Ой, грех-то какой! С деверем, с мальчишкою…
Грех? Но разве спасение безвинного — грех? Воистину пути Господни неисповедимы, а деверя, не иначе, послал к Прасковье ее ангел-хранитель.
«Ну да, — вдруг мелькнула скоромная мысль, — самому-то ангелу с таким делом нипочем не справиться, где ему… вот и пришлось чертушке поручить. Им, бесам, блудное дело привычное!»
Прасковья хихикнула — и тотчас же широко, сладко зевнула. Она не чувствовала теперь ни стыда, ни страха, даже боль отошла — осталась одна только огромная, блаженная усталость.
Свернулась клубочком, подкатилась под мужнин теплый бок, прижалась покрепче, чувствуя умиленную, почти материнскую жалость к Ивану.

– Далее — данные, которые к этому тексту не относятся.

Issue #3880, opened 2024-11-12
[DRB] - Benchmark the hash time


shenkeyao:

mrain:
I did a few trials here: https://github.com/mrain/df-sha2-bench

Conclusion so far:
- `sha2` crate already utilizes CPU ISA acceleration, with `asm` feature enabled.
- Current implementation is already the best by now.

mrain:
More on this: an 1 cycle per byte sha2 algorithm ([which can hardly be real](https://bench.cr.yp.to/results-hash.html)) that runs on a 10GHz ASIC can only achieve ~312.5M iterations per second.
While the in my bench above we could get 27M iterations per second on most modern CPUs.

PR #3890, opened 2024-11-14
[DRB] - Add DRB functions

### LINKED ISSUE #3855: [DRB] - Add DRB functions

shenkeyao:
Closes #3855.

### This PR: 
* Creates a new create for dynamic leader election and adds functions for:
  * DRB difficulty level,
  * DRB seed result, and
  * Leader election.

### This PR does not: 
* Update existing code to call these functions.

### DIFF
--- a/crates/hotshot/src/traits/election/dynamic.rs
+++ b/crates/hotshot/src/traits/election/dynamic.rs
@@ -1,0 +1,68 @@
+// Copyright (c) 2021-2024 Espresso Systems (espressosys.com)
+// This file is part of the HotShot repository.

Правду сказал этот… чертушка, спаситель богоданный: ни слова мужу, ни единого! А теперь — теперь можно спокойно поспать. До утра. До тех пор, пока ее с песнями не разбудят ближние боярыни, чтобы вести в мыльню. И пусть хоть до вечера оглядывают простыни молодых — Прасковье теперь ничто не страшно! Она теперь истинная царица и… баба! Мужняя жена!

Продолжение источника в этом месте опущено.